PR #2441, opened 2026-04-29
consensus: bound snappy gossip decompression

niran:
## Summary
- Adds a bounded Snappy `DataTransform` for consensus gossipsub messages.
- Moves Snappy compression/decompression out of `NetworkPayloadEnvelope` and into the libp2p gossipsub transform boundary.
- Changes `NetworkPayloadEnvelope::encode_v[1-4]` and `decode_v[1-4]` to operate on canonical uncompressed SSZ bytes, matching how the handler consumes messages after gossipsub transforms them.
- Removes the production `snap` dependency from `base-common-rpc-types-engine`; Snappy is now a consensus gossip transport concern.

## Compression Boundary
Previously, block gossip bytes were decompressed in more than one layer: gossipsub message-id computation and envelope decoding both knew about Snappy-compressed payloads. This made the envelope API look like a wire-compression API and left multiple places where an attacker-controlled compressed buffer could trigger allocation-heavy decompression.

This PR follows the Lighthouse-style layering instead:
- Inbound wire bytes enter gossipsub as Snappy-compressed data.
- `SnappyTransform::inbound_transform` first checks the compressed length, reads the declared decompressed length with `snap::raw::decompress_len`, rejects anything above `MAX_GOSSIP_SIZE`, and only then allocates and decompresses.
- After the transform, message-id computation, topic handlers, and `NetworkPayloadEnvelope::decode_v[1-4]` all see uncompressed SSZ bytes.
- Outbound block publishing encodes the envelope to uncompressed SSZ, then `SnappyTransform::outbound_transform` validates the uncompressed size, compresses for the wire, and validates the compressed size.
* * *
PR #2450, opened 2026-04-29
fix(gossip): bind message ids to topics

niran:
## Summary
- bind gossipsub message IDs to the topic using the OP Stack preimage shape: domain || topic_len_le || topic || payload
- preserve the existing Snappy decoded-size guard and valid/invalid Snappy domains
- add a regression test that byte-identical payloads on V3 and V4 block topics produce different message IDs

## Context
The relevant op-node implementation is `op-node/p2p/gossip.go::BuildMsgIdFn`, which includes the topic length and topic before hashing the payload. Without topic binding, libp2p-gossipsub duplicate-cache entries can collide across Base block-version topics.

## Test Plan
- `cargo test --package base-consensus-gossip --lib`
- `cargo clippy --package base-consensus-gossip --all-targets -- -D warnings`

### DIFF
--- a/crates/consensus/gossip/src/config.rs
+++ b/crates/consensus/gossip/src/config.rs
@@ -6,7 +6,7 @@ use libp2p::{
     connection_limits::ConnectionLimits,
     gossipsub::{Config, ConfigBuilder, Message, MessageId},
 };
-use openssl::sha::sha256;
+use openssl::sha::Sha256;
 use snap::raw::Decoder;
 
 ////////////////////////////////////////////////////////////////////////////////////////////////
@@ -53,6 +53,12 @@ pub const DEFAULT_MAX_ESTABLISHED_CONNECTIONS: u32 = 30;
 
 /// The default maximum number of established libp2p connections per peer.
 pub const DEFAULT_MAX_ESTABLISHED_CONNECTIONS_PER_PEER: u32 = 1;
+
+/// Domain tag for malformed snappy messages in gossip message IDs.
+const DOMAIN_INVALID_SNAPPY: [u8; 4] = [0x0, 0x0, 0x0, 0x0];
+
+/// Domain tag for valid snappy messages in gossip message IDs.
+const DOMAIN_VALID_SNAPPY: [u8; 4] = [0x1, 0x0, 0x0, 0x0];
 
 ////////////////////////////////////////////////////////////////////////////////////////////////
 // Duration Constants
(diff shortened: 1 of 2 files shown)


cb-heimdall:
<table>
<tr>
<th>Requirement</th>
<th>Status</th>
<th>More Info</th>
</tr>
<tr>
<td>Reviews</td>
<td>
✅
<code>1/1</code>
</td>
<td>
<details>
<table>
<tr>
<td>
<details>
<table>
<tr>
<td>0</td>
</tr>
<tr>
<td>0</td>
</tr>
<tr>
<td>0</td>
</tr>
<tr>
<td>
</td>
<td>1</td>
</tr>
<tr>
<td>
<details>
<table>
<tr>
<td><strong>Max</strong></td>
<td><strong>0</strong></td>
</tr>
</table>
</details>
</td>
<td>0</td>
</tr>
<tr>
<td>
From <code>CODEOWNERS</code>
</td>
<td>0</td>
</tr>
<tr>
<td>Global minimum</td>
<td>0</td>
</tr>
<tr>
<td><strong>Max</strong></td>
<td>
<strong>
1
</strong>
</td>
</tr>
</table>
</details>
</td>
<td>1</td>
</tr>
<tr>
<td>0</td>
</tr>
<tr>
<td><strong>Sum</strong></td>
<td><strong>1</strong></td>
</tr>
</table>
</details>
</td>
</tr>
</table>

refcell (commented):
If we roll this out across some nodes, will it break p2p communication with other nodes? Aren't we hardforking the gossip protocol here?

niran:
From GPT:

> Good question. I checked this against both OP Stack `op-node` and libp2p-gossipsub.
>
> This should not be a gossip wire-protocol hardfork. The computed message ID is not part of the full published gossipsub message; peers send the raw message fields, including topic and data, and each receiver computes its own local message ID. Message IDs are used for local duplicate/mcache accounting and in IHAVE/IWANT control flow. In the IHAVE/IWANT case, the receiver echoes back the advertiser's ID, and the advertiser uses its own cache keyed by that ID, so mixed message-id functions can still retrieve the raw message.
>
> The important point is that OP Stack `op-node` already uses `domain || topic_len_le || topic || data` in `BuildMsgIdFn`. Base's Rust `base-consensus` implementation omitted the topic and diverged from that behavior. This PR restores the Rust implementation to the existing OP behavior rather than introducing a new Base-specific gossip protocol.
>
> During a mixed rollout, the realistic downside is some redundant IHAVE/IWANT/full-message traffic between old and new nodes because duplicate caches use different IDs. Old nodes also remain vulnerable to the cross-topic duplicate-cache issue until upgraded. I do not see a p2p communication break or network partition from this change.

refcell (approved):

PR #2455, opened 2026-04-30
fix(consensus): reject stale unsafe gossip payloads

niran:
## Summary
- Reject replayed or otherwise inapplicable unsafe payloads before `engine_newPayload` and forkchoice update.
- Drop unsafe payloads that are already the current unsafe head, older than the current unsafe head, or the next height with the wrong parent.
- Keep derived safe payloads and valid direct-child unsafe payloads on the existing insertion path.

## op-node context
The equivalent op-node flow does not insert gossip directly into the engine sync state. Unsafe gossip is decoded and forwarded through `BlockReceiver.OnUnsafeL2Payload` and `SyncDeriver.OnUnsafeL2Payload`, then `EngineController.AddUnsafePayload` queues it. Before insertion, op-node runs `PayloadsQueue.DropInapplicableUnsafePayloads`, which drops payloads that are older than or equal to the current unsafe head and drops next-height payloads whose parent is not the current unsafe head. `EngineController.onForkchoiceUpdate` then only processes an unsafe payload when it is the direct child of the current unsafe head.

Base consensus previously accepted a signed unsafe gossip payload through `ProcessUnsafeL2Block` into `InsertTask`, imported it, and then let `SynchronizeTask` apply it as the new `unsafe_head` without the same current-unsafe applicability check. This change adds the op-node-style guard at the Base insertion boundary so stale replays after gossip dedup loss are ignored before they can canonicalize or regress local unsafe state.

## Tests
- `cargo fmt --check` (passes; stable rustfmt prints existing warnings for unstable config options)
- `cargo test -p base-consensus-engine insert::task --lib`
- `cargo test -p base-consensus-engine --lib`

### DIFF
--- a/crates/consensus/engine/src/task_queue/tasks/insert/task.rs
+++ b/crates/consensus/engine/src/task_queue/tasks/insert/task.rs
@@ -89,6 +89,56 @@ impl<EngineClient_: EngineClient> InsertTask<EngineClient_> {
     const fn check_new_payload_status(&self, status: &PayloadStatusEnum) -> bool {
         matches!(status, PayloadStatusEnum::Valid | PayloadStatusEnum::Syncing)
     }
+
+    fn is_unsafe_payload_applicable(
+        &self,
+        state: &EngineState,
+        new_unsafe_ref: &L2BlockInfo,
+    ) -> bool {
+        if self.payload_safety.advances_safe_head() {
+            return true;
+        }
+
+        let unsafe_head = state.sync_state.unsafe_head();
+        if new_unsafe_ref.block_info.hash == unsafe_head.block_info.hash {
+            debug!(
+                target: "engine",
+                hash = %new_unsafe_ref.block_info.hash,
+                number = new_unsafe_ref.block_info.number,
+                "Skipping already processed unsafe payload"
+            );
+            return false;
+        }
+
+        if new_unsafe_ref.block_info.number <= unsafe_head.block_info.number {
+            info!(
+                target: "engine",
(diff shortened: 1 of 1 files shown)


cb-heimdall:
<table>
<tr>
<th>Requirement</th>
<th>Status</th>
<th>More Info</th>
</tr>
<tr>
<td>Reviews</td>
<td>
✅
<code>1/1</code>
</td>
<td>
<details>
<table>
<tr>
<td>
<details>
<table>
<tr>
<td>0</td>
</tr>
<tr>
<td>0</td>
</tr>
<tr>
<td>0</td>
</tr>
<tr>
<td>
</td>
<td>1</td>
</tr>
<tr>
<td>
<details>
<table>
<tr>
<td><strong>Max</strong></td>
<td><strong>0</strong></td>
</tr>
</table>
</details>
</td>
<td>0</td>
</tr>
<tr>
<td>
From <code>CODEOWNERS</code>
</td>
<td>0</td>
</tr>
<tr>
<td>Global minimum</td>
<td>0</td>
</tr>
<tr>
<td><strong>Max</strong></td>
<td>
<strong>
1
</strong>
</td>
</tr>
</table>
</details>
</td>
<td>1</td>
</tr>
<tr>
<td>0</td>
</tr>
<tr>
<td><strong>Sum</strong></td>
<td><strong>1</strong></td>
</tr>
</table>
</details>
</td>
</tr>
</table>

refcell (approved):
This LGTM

▸ Work instructions
What is asked for is an exact copy of the lines above from the one containing "Previously, block gossip" through the one containing "- Inbound wire", and only those.

▸ Response to the task
Previously, block gossip bytes were decompressed in more than one layer: gossipsub message-id computation and envelope decoding both knew about Snappy-compressed payloads. This made the envelope API look like a wire-compression API and left multiple places where an attacker-controlled compressed buffer could trigger allocation-heavy decompression.

This PR follows the Lighthouse-style layering instead:
- Inbound wire bytes enter gossipsub as Snappy-compressed data.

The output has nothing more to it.